Your goal: Taking each line of the material below in turn, count those containing the string "tests". Provide the number alone.

______

PR #924, opened 2024-11-14
Remove panic in utils.rs

JulianGCalderon:
There are some unwraps left, but they are only used in tests.

`get_integer_layout` will never fail, and adding error handling implies changing a lot of files, as it's used throughout the codebase. We can consider changing it later.

The file `utils/mem_tracing.rs` also contains some unreachable, but as it's a debugging feature I don't think it's worth to update it.

## Checklist
- [ ] Linked to Github Issue
- [ ] Unit tests added

### DIFF
--- a/src/utils.rs
+++ b/src/utils.rs
@@ -26,7 +26,6 @@ use std::{
     alloc::Layout,
     borrow::Cow,
     fmt::{self, Display},
-    ops::Neg,
     path::Path,
 };
 use thiserror::Error;
--- a/src/utils.rs
+++ b/src/utils.rs
@@ -233,9 +233,10 @@ pub fn felt252_str(value: &str) -> Felt {
     let value = value
         .parse::<BigInt>()
         .expect("value must be a digit number");
-    let value = match value.sign() {
-        Sign::Minus => &*PRIME - value.neg().to_biguint().unwrap(),
-        _ => value.to_biguint().unwrap(),
+
+    let value = match value.to_biguint() {
+        Some(value) => value,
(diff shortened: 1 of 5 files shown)


src/utils.rs
```diff
@@ -234,9 +233,10 @@ pub fn felt252_str(value: &str) -> Felt {
     let value = value
         .parse::<BigInt>()
         .expect("value must be a digit number");
-    let value = match value.sign() {
-        Sign::Minus => &*PRIME - value.neg().to_biguint().unwrap(),
-        _ => value.to_biguint().unwrap(),
+
+    let value = match value.to_biguint() {
+        Some(value) => value,
+        None => &*PRIME - value.neg().to_biguint().expect("is always positive"),
```
azteca1998, line 239: This unwrap can be removed altogether. Check out [this snippet](https://github.com/lambdaclass/cairo_native/blob/main/src/libfuncs/felt252.rs#L328-L333) for more info.

azteca1998 (dismissed):

src/utils.rs
JulianGCalderon: Aah, I couldn't figure out how to remove that unwrap. Thanks. This would also work, right?:
```rust
    let value = match value.sign() {
        Sign::Minus => &*PRIME - value.magnitude(),
        _ => value.magnitude().clone(),
    };
```

FrancoGiachetta (dismissed):
LGTM

edg-l (approved):

azteca1998 (approved):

______

Task answer: 2